Anime Season Spring

Spring 2019 Anime Week 11 [Check-In]

 

 

SEASONAL PRATTLE

Unlike last entry, this time around we’re leading with a more conventional candidate. The way Attack on Titan handles its dispersal of information continues to be a less commonly celebrated, but well deserving aspect of the show for yet another week. Episode eight comprehends the delicacy that vital exposition needs; Grisha’s growth and teachings never overstay their welcome, operating at a crisp speed that isn’t too overbearing for its density – and “dense” it is. Our packed exposition is robust with insight, further bolstered by a serving of dialogue that’s plenty flavorful in design. There’s consistent attention paid to cadence and pitch making for a more muscular emotive display when demanded, resulting in key vocal performances that are easy to invest in and applaud. This season as a whole has been a delight to watch from both a pure craft lens and as a piece of entertainment for quite some time now, and that certainly doesn’t change with this latest addition. With only a couple of episodes left, my fingers are crossed for it to stick the landing.

Carole & Tuesday (10)

The message behind “love yourself” was quietly beautiful and likely relatable to a good chunk of viewers in our social media-saturated world. To be recognized by the internet to substantiate your existence, having to transform yourself into something you’re not to fit in and all the ups and downs that come with that lifestyle – is all the kind of exploration and layering that I wish Carole & Tuesday would dig into more often. It’s nice that we got a glimpse of that with Pyotr, and his following song did a fine job of being a trampoline for those themes, but nonetheless, it was only a glimpse. Unfortunately, this week’s narrative concerns primarily lay with the increasingly lackluster Cybelle drama – an angle that’s looking more and more like it was better off left on the shelf with each passing episode. Come on Carole & Tuesday, you’re better than this.

Kimetsu no Yaiba (11)

For a show that has brightly displayed a variety of struggles on the written end, recently falling so low as to have blatant continuity issues in its telling, Kimetsu no Yaiba seems intent on completely burying itself with its latest outing rather than curing any of its lingering problems. Yaiba’s comedic ineptitude should be no secret at this point, thoroughly articulated in recent weeks though Yushiro’s tonally abrasive and unfunny Tamayo-loving antics (immediately clashing with the ruthless transformation display that Muzan put on in episode eight and then later on during various patches in our latest fight with Susamaru and Yahaba, for those who may have forgotten).

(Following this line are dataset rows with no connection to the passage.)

PR #1797, opened 2024-08-12
Replace sycl::free with sycl_free_noexcept

oleksandr-pavlyk:
Replace ``sycl::free`` with ``sycl_free_noexcept``.

Add implementation of ``dpctl::tensor::offset_utils::sycl_free_noexcept`` templated function that calls ``sycl::free`` from within try/catch. The exception is logged to ``std::cerr``, but otherwise ignored.

Replaced calls to `sycl::free` in `host_task` with use of ``sycl_free_noexcept``.

This change should improve stability of test suite run executed on CPU device due to a known issue.

### DIFF
--- a/dpctl/tensor/libtensor/include/kernels/accumulators.hpp
+++ b/dpctl/tensor/libtensor/include/kernels/accumulators.hpp
@@ -32,6 +32,7 @@
 
 #include "dpctl_tensor_types.hpp"
 #include "utils/offset_utils.hpp"
+#include "utils/sycl_alloc_utils.hpp"
 #include "utils/sycl_utils.hpp"
 #include "utils/type_dispatch_building.hpp"
 #include "utils/type_utils.hpp"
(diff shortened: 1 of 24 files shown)


ndgrigorian (commented):
In general this is a good change, but `offset_utils` seems like an unintuitive place to put it. I'm not sure where else it would belong though...

oleksandr-pavlyk:
@ndgrigorian Is `utils/sycl_utils.hpp` more appropriate?

ndgrigorian:
> @ndgrigorian Is `utils/sycl_utils.hpp` more appropriate?

I think that makes more sense.

oleksandr-pavlyk:
@ndgrigorian I created `sycl_alloc_utils.hpp` to house these utility functions, and deployed it everywhere.

ndgrigorian (approved):

PR #1798, opened 2024-08-12
Implements `dpctl.tensor.put_along_axis`

ndgrigorian:
This PR leverages the index-building function `_range` used in `take_along_axis` to implement `dpctl.tensor.put_along_axis`.

### DIFF
--- a/docs/doc_sources/api_reference/dpctl/tensor.indexing_functions.rst
+++ b/docs/doc_sources/api_reference/dpctl/tensor.indexing_functions.rst
@@ -14,5 +14,6 @@ by either integral arrays of indices or boolean mask arrays.
     extract
     place
     put
+    put_along_axis
     take
     take_along_axis
--- a/dpctl/tensor/__init__.py
+++ b/dpctl/tensor/__init__.py
@@ -65,6 +65,7 @@ from dpctl.tensor._indexing_functions import (
     nonzero,
     place,
     put,
+    put_along_axis,
     take,
     take_along_axis,
 )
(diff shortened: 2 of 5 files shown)


oleksandr-pavlyk:
The `append` at line 236 should probably be removed too.

oleksandr-pavlyk:
I am afraid the line "See :func:`dpctl.tensor.put` for an example." may be confusing. The `indices` in `put_along_axis` is a regular array of the same rank as the input, but in the presence of duplicate indices, we may have different number of unique indices, and the array of unique indices may be ragged (more of a list of lists of different lengths). 

I would only leave the note.

ndgrigorian:
> I am afraid the line "See :func:`dpctl.tensor.put` for an example." may be confusing. The `indices` in `put_along_axis` is a regular array of the same rank as the input, but in the presence of duplicate indices, we may have different number of unique indices, and the array of unique indices may be ragged (more of a list of lists of different lengths).
> 
> I would only leave the note.

Good point! I'll remove it. It might be nice to show an example for this case separately.

oleksandr-pavlyk:
The implementation looks good! Tests are needed to avoid the drop in coverage

oleksandr-pavlyk (approved):
I have added tests for `put_along_axis`. Changes now increase coverage. 

Thank you for implementing `put_along_axis` @ndgrigorian ! Looks good to me

oleksandr-pavlyk (approved):
@ndgrigorian I think GH expects  you to review changes I pushed and approve before it would unblock merging without admin override.

ndgrigorian:
@oleksandr-pavlyk 
I just realized that it's not in the docs, I'll push a commit to add `put_along_axis` there, then you will have to approve again and we can merge it. Thanks for adding tests!

oleksandr-pavlyk (approved):

PR #1802, opened 2024-08-19
Explicitly include headers used in the c++ file pertaining to reduction

oleksandr-pavlyk:
This is a good, recommended practice.

Moved global definition of namespaces `td_ns` and `su_ns` in 'reductions.hpp' into namespace.

Fixed resulting build breakage by including needed headers and defining those namespaces locally in affected files.

Changed definition of `logaddexp` in `math_utils.hpp` to use selector instead of if/else branches to improve performance. Switch revealed silent inefficiency from using `std::log1`p for all types (for `sycl::half` it would silently upcast to float and evaluate ``std::log1p<float>(sycl::half)``).

Used `if constexpr` to use sycl::log1p for half and single FP types. For double, use std::log1p until the issue is fixed.

### DIFF
--- a/dpctl/tensor/libtensor/include/kernels/reductions.hpp
+++ b/dpctl/tensor/libtensor/include/kernels/reductions.hpp
@@ -39,15 +39,15 @@
 #include "utils/type_dispatch_building.hpp"
 #include "utils/type_utils.hpp"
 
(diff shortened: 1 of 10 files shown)


ndgrigorian (approved):
Nightly compiler test failures are unrelated, this LGTM.

Good catch on the namespaces!

PR #1804, opened 2024-08-19
Fix issues for numpy 2.1.0

oleksandr-pavlyk:
Fixed `test_full_gh_1230` to work with NumPy 2.1.0.

Fixed `dpt.from_dlpack` by handling `ValueError` possibly raised by `ndarray.__dlpack__` when its `dl_device` 
keyword argument is unsupported.

---

### DIFF
--- a/dpctl/tests/test_usm_ndarray_ctor.py
+++ b/dpctl/tests/test_usm_ndarray_ctor.py
@@ -1798,7 +1798,10 @@ def test_full_gh_1230(dt):
     dt_maxint = dpt.iinfo(dtype).max
 
     if (dtype.itemsize < 8) and (np.lib.NumpyVersion(np.__version__) < "2.0.0"):
-        X = dpt.full(1, fill_value=(dt_maxint + 1), dtype=dt)
+        try:
+            X = dpt.full(1, fill_value=(dt_maxint + 1), dtype=dt)
+        except OverflowError:
+            pytest.skip("Expected OverflowError raised")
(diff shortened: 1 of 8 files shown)


dpctl/tests/test_usm_ndarray_ctor.py
```diff
@@ -1791,14 +1791,26 @@ def test_full_strides():
...
     X_np = dpt.asnumpy(X)
     assert X.dtype == dpt.dtype(dtype)
-    assert np.array_equal(X_np, np.full_like(X_np, dt_maxint + 1))
+    expected = np.full_like(
+        X_np, _reduce_to_idtype_range(dt_maxint + 1, X.dtype)
+    )
+    assert np.array_equal(X_np, expected)
 
     with pytest.raises(OverflowError):
         dpt.full(1, dpt.iinfo(dpt.uint64).max + 1, sycl_queue=q)
```
ndgrigorian, line 1816: This fix will work, but I would argue this is a temporary fix, we should follow suit with NumPy and disallow Python scalars outside of the dtype range in `full` entirely, which would render this test obsolete.

The issue was originally raised because NumPy allowed this behavior, but we did not.

We can also defer that work to a separate PR.

ndgrigorian:
@oleksandr-pavlyk 
Unfortunately, it seems that changing _to_scalar has exposed some other, subtle overflows in other tests.

ndgrigorian (approved):
Tests are back to passing, LGTM!

PR #1807, opened 2024-08-22
Do not push_back compute event to host_tasks list

oleksandr-pavlyk:
Do not push_back compute event to host_tasks list.

This is even though sequence of tasks represented by dot_ev does contain host_task to manage temporary USM allocations.

---


ndgrigorian:
- `boolean_indexing.cpp`
- `repeat.cpp`
- `dot.cpp` (changed here)

These are the files where we add compute events to our vectors of host tasks. It may be worth removing them as well.

ndgrigorian (approved):
LGTM!

PR #1808, opened 2024-08-23
Implement dedicated strided `full` kernel and add `order="K"` support to constructors

ndgrigorian:
This PR implements a strided kernel for `full` to enable `order="K"` support in `empty_like`, `full_like`, `ones_like`, and `zeros_like`.

### DIFF
--- a/dpctl/tensor/_ctors.py
+++ b/dpctl/tensor/_ctors.py
@@ -1480,7 +1480,20 @@ def full_like(
             _manager.add_event_pair(hev, copy_ev)
             return res
         else:
+            fill_value_type = type(fill_value)
+            dtype = _get_dtype(dtype, sycl_queue, ref_type=fill_value_type)
             res = _empty_like_orderK(x, dtype, usm_type, sycl_queue)
+            if fill_value_type in [float, complex] and np.issubdtype(
+                dtype, np.integer
+            ):
+                fill_value = int(fill_value.real)
+            elif fill_value_type is complex and np.issubdtype(
+                dtype, np.floating
+            ):
+                fill_value = fill_value.real
+            elif fill_value_type is int and np.issubdtype(dtype, np.integer):
+                fill_value = _to_scalar(fill_value, dtype)
+
             _manager = dpctl.utils.SequentialOrderManager[sycl_queue]
             # populating new allocation, no dependent events
             hev, full_ev = ti._full_usm_ndarray(fill_value, res, sycl_queue)
--- a/dpctl/tensor/_ctors.py
+++ b/dpctl/tensor/_ctors.py
@@ -904,7 +904,7 @@ def zeros(
             data type of the array. Can be typestring,
             a :class:`numpy.dtype` object, :mod:`numpy` char string,
             or a NumPy scalar type. Default: ``None``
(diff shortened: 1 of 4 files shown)


dpctl/tensor/_ctors.py
```diff
@@ -1392,15 +1452,49 @@ def full_like(
...
+                fill_value,
+                dtype=dtype,
+                order=order,
+                usm_type=usm_type,
+                sycl_queue=sycl_queue,
+            )
+            X = dpt.broadcast_to(X, sh)
+            res = _empty_like_orderK(x, dtype, usm_type, sycl_queue)
+            _manager = dpctl.utils.SequentialOrderManager[sycl_queue]
+            # populating new allocation, no dependent events
```
oleksandr-pavlyk, line 1475: Actually, when `fill_value` has type `dpt.usm_ndarray` we still need to specify dependent events to order this kernel after kernels that potentially populate `fill_value` array.

dpctl/tensor/_ctors.py
```diff
@@ -1244,20 +1273,37 @@ def zeros_like(
...
-        usm_type=usm_type,
-        sycl_queue=sycl_queue,
-    )
+    x_flags = x.flags
+    f_contig = x_flags["F"]
+    c_contig = x_flags["C"]
+    if order == "A":
+        order = "F" if f_contig and not c_contig else "C"
+    if order == "K" and (f_contig or c_contig):
+        order = "C" if c_contig else "F"
```
oleksandr-pavlyk, line 1283: This is a common block of code. It should factored out into `_normalize_order(order, x)` with definition:

```python
def _normalize_order(order, x):
    x_flags = x.flags
    f_contig = x_flags["F"]
    c_contig = x_flags["C"]
    if order == "A":
        order = "F" if f_contig and not c_contig else "C"
    if order == "K" and (f_contig or c_contig):
        order = "C" if c_contig else "F"
    return order
```

and used throughout

ndgrigorian: Good point!

dpctl/tensor/libtensor/source/full_ctor.cpp
```diff
@@ -194,8 +249,42 @@ usm_ndarray_full(const py::object &py_value,
             full_contig_event);
     }
     else {
-        throw std::runtime_error(
-            "Only population of contiguous usm_ndarray objects is supported.");
+        int nd = dst.get_ndim();
+        auto const &dst_shape = dst.get_shape_vector();
+        auto const &dst_strides = dst.get_strides_vector();
+
+        auto fn = full_strided_dispatch_vector[dst_typeid];
```
oleksandr-pavlyk, line 256: At some point it makes sense to implement stride simplification logic here too, perhaps in a future pr.

oleksandr-pavlyk (approved):
Thank you @ndgrigorian ! Looks good to me

dpctl/tensor/libtensor/source/full_ctor.cpp
ndgrigorian: Agreed, I think it would have to use `compact_iteration_space` rather than `simplify_iteration_space_1`.

PR #1810, opened 2024-08-23
tweak to functor implementing gemm 

oleksandr-pavlyk:
This adds  an optimization to save rows/cols of sub-matrices stored in SLM into registers prior to summing over delta_m, delta_n and updating private result with products.

This does not make any difference in performance of the compiled code though due to compiler optimization being effective as loops are unrolled, but makes compiler's job easier and the intent clearer.

 - I verified that compiler output for the kernel with this change is identical to the output before it (checked on Intel Max GPU). 
 - I checked that code compiles for CUDA backend and test suite run is green

----


ndgrigorian (approved):
LGTM!

PR #1814, opened 2024-08-27
Add support for `pow` with inexact base and integer exponent, refactor in-place binary operation type support

ndgrigorian:
This PR adds dedicated kernels to the `pow` dtype matrix for some cases of a floating-point base and integer exponent.

This greatly improves the performance by removing the need to copy and up-cast both arrays.

Also refactors in-place binary operation type support: rather than relying on the out-of-place type support matrix and table, binary in-place operations now have their own dedicated tables. This means that in-place operations can more easily support type combinations which the out-of-place functions don't.


ndgrigorian:
Superseded by #1815 , which contains the same commits refactoring in-place type support tables, but excludes `sycl::pown` overloads due to issues with precision on AMD CPUs revealed in the CI.

PR #1820, opened 2024-09-04
Add `dpctl.tensor._tensor_elementwise_impl._divide_by_scalar` utility function and use it in statistical functions

ndgrigorian:
This PR proposes adding a utility function `_divide_by_scalar` to the `_tensor_elementwise_impl` sub-module.

This function improves the performance of division where the denominator is a Python scalar by avoiding a call to `asarray` and allocating device memory.

This function is also deployed to the statistical functions.

Slips in a change to remove a superfluous `wait()` from `_clip.py`

### DIFF
--- a/dpctl/tensor/_clip.py
+++ b/dpctl/tensor/_clip.py
@@ -206,7 +206,6 @@ def _clip_none(x, val, out, order, _binary_fn):
             )
             _manager.add_event_pair(ht_copy_out_ev, copy_ev)
             out = orig_out
-        ht_binary_ev.wait()
         return out
     else:
         if order == "K":
--- a/dpctl/tensor/_statistical_functions.py
+++ b/dpctl/tensor/_statistical_functions.py
@@ -141,15 +141,8 @@ def _var_impl(x, axis, correction, keepdims):
     res_shape = res.shape
     # when nelems - correction <= 0, yield nans
     div = max(nelems - correction, 0)
-    if div:
-        dep_evs = _manager.submitted_events
-        ht_e7, d_e2 = tei._divide_by_scalar(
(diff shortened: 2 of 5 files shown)


dpctl/tensor/_clip.py
```diff
@@ -206,7 +206,6 @@ def _clip_none(x, val, out, order, _binary_fn):
             )
             _manager.add_event_pair(ht_copy_out_ev, copy_ev)
             out = orig_out
-        ht_binary_ev.wait()
```
oleksandr-pavlyk, line 209: Good catch!

dpctl/tensor/_statistical_functions.py
```diff
@@ -144,17 +141,18 @@ def _var_impl(x, axis, correction, keepdims):
...
-        div_ary = dpt.broadcast_to(div_ary, res.shape)
+    if div:
+        dep_evs = _manager.submitted_events
+        ht_e7, d_e2 = tei._divide_by_scalar(
+            src=res, scalar=div, dst=res, sycl_queue=q, depends=dep_evs
+        )
+        _manager.add_event_pair(ht_e7, d_e2)
+        return res, [d_e2]
+
+    div = dpt.nan
```
oleksandr-pavlyk, line 152:
```suggestion
    if not div:
        div = dpt.nan
```

I made the change originally because `nelems > corrections` branch used divide by scalar, and the else branch used divide in-place. 

Later, both branches were changed to use divide by scalar, but I should have also changed the branching logic.

oleksandr-pavlyk (changes requested):

oleksandr-pavlyk (approved):

PR #1821, opened 2024-09-05
Removed post-link and pre-unlink scripts

oleksandr-pavlyk:
They provided a crutch, which is now handled by
intel-gpu-ocl-icd-system conda package, which a user may install as needed.

Since MKL currently requires OpenCL GPU device to be available, dpnp has run-time dependency on
intel-gpu-ocl-icd-system to make OpenCL GPU device discoverable by OpenCL loader from Python environment.


oleksandr-pavlyk:
The scripts being removed here were added in 7dc575a761ea7444b40d18f35665182e4889b6e5

ndgrigorian (approved):

PR #1828, opened 2024-09-10
Updates black version used in Python code style workflow

ndgrigorian:
Version in [pre-commit config](https://github.com/IntelPython/dpctl/blob/master/.pre-commit-config.yaml) differed from the version in the workflow, which could lead to conflicts between the workflow and pre-commit.

### DIFF
--- a/.github/workflows/python_style_checks.yml
+++ b/.github/workflows/python_style_checks.yml
@@ -43,7 +43,7 @@ jobs:
         with:
           src: "."
           options: "--check"
-          version: "22.12.0"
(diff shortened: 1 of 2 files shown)


oleksandr-pavlyk (dismissed):
LGTM! Thanks @ndgrigorian 

I wonder if instead of adding to CHANGELOG directly, we should automate keeping track of changes.

oleksandr-pavlyk (approved):
Thanks! The section "Maintenance" is overdue :)

PR #3892, opened 2018-03-16
Add disk input plugin ignore_mount_points property

Dark0096:
### disk input plugin
If we use tmpfs file system, metrics for unnecessary mount points are also collected. 

### Feature
I have added the ignore_mount_points property to ignore unnecessary mount point metric.

### Test Code
Wrote the test code.

### Required for all PRs:


Dark0096:
I would like to be able to detect the disk full by collecting metrics for a part of tmpfs through the merge request.

Dark0096:
Your comments is very helpful.
https://github.com/influxdata/telegraf/blob/master/docs/CONFIGURATION.md#input-config-tagpass-and-tagdrop

Thanks a lot.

Be that as it may, what episode eleven offers takes things to a whole new realm of awful handling in this department. Kimetsu no Yaiba is no longer clumsily stepping on its own surrounding content’s toes with gags and deliveries that scarcely generate a laugh. This time around, its ”comedy” is just downright obnoxious, and its source in newcomer Zenitsu, completely grating. Eleven overplays its hand with Zenitsu’s schtick to such an extent that it totally drowns out the rest of this episode’s ongoings, stomping on any sense of tension and intrigue that this showing attempts to cultivate and leaving a wide clump of viewers thoroughly annoyed with how thick his presence was. Needless to say, Kimetsu no Yaiba’s downhill slide just picked up a ton of speed with this one.

The Rising of the Shield Hero (23)

It’s actually staggering how an anime this lackluster and often demonstrably contrived in its script got popular in the first place.

The Rising of the Shield Hero is back and closing out this check-in, bringing a narrative cocktail so flavorless and heartlessly conceived that it’s a genuine poster-boy for why execution is so glaringly significant – especially in this overly saturated genre space. Large clusters of plot beats in twenty-three are immediately conducted with such limited motor skills that it feels like it’s blatantly going through the motions, compounding on the dullness of our limp training trip narrative that comes across as tacked on given the season’s central climax is resolved.

Ultimately revealing itself as a beach episode and falling on those cliches would arguably become the brightest flag of the narrow constraints and limits of Shield Hero’s artistry. Shoddy in its plotting, linear with its outcome and completely lacking the necessary execution to make this episode even somewhat riveting – are all touchpoints that serve to further dig the hole deeper for a series that’s already thoroughly in the Earth’s crust. I guess Shield Hero is trying to reach the core at this point.